TASK TO COMPLETE. Print the lines of the data, starting with the first, up to and including the line where "There are 2" appears.

THE DATA.
* * * * *
PR #5149, opened 2023-09-22
set BigInt serialization as default

### LINKED ISSUE #5147: fix BigInt serialization and enable by default
Currently, a setting controls whether BigInts are expected and should be taken into account when serializing json ([here](https://github.com/inmanta/web-console/blob/45d6a6006bee651a0b8045bb85212fe810812a68/src/Injector.tsx#L60)). This controls the parsing of json into `BigInt`. However, these `BigInt` values are then converted back [as strings](https://github.com/inmanta/web-console/blob/45d6a6006bee651a0b8045bb85212fe810812a68/src/Core/Language/Extensions.ts#L8), which are rejected by the server.

There are 2 points of action for this ticket:
- [ ] fix the bug, e.g. by using [json-bigint](https://github.com/sidorares/json-bigint)'s `stringify` instead of the `toString` approach. I believe this means changing the stringify calls [here](https://github.com/inmanta/web-console/blob/master/src/Data/API/BaseApiHelper.ts#L182).
- [ ] run some benchmarks on serialization and deserialization of json (without large ints in them) using both the normal `JSON` functions and `json-bigint`'s json functions. If there is no significant performance impact, simply always use the big int one and ignore the option. Create a follow-up ticket on the inmanta-ui repo to deprecate the option.

matborowczyk:
# Description

* Short description here *

closes #5147 

# Self Check:

- [x] Changelog entry


src/Test/Mock/DeferredApiHelper.test.ts
```diff
@@ -101,3 +101,82 @@ test("GIVEN DeferredApiHelper WHEN resolveRequest THEN resolves first matching r
...
+  const apiHelper = new DeferredApiHelper();
+
+  //POST
+  apiHelper.post<{ foo: bigint }, { foo: bigint }>("", "", {
+    foo: 9223372036854775807n,
+  });
+  apiHelper.pendingRequests;
+  expect(apiHelper.pendingRequests[0]).toEqual({
+    body: {
+      foo: 9223372036854775807n,
```
LauraStordeur, line 115: maybe a stupid question, but can we send the request with the "n" at the end of the BigInt ? Is that supported ?

LauraStordeur (approved):

PR #5158, opened 2023-10-03
Jest jointjs

matborowczyk:
# Description

It's part one so I won't close ticket yet

closes  --- 

# Self Check:

- [x] Changelog entry


jestSetupAfterEnv.js
```diff
@@ -6,3 +6,7 @@ import "@testing-library/jest-dom";
  * we increase the default timeout here.
  */
 jest.setTimeout(10000);
+
+//JointJS mock to make library work
+window.SVGAngle = jest.fn();
```
LauraStordeur, line 11: why did you need it twice?

src/Test/Utils/custom-queries.ts
```diff
@@ -0,0 +1,38 @@
+import {
+  queryHelpers,
+  buildQueries,
+  Matcher,
+  MatcherOptions,
+} from "@testing-library/react";
+
+const getMultipleError = (attrName: string) => (_c, selectorValue) =>
```
LauraStordeur, line 8: aren't these supposed to be in the "words" file?

LauraStordeur: The composer is part of the app, the words file is a dictionary of any pieces of text (or at least should, there are places where it wasn't used out of laziness I assume) :D So you can add those two in the file :D

matborowczyk: I wouldn’t mix error messages from tests with displayed text, but I don't mind, I'll add those :D

LauraStordeur (approved):

PR #5223, opened 2023-11-02
update endpoint for support archives

### LINKED ISSUE #5218: Replace download archive endpoint with new one.
There is a new endpoint available to download support archives; the current logic should be replaced with it.

`/api/v2/support `

matborowczyk:
# Description

I was trying to check in the docs whether should I put `/full` or not and then realised that v2 link aren't there yet so I think that will await until available

closes #5218 

# Self Check:

- [x] Changelog entry

### DIFF
--- a/changelogs/unreleased/5218-support-archive.yml
+++ b/changelogs/unreleased/5218-support-archive.yml
@@ -1,0 +1,6 @@
+change-type: patch
+description: "Update support archive link for v2"
+issue-nr: 5218
+destination-branches:
+  - master
+  - iso6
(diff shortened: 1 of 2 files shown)


LukasStordeur:
@matborowczyk  Do we still need the zip-building logic when using the new endpoint? Based on what Wouter told me, we might not need to care anymore and just trigger a download.

LukasStordeur:
Can you also delete the old code related to generating the Zip and remove the JSZip dependencies? :D

changelogs/unreleased/5218-support-archive.yml
```diff
@@ -0,0 +1,6 @@
+change-type: patch
+description: "Update support archive link for v2"
+issue-nr: 5218
+destination-branches:
```
LukasStordeur, line 4: Can you add a section - minor-improvement for this one? It won't be displayed in the outputed changelog otherwise.

LukasStordeur (approved):

PR #5243, opened 2023-11-09
5166 duplicate instance

LukasStordeur:
# Description

Implement the new feature to duplicate instances. 
In the process, the buttons present in the expanded rows have been moved into a kebab-menu at the end of each row. 
The e2e test are using the duplicate instance option whenever a second instance is needed in the test. 

https://github.com/inmanta/web-console/assets/44098050/16d39958-2942-43bd-b767-a1acc3fc3bae

image


src/Slices/DuplicateInstance/UI/DuplicateInstancePage.test.tsx
```diff
@@ -0,0 +1,481 @@
...
+  await act(async () => {
+    await userEvent.click(screen.getByText(words("confirm")));
+  });
+
+  expect(apiHelper.pendingRequests).toHaveLength(1);
+
+  expect(apiHelper.pendingRequests[0]).toEqual({
+    method: "POST",
+    url: `/lsm/v1/service_inventory/${service_entity}`,
+    body: {
```
matborowczyk, line 116: it seems like body of the request is the same here and in the line 214 so we could extract it, but it's hard to compare those from this view so I could me mistaken

matborowczyk (approved):

src/Slices/DuplicateInstance/UI/DuplicateInstancePage.test.tsx
LukasStordeur: they are almost the same, in the second one a value in the embedded entity has been changed.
* * * * *
ANSWER BOX.
PR #5149, opened 2023-09-22
set BigInt serialization as default

### LINKED ISSUE #5147: fix BigInt serialization and enable by default
Currently, a setting controls whether BigInts are expected and should be taken into account when serializing json ([here](https://github.com/inmanta/web-console/blob/45d6a6006bee651a0b8045bb85212fe810812a68/src/Injector.tsx#L60)). This controls the parsing of json into `BigInt`. However, these `BigInt` values are then converted back [as strings](https://github.com/inmanta/web-console/blob/45d6a6006bee651a0b8045bb85212fe810812a68/src/Core/Language/Extensions.ts#L8), which are rejected by the server.

There are 2 points of action for this ticket:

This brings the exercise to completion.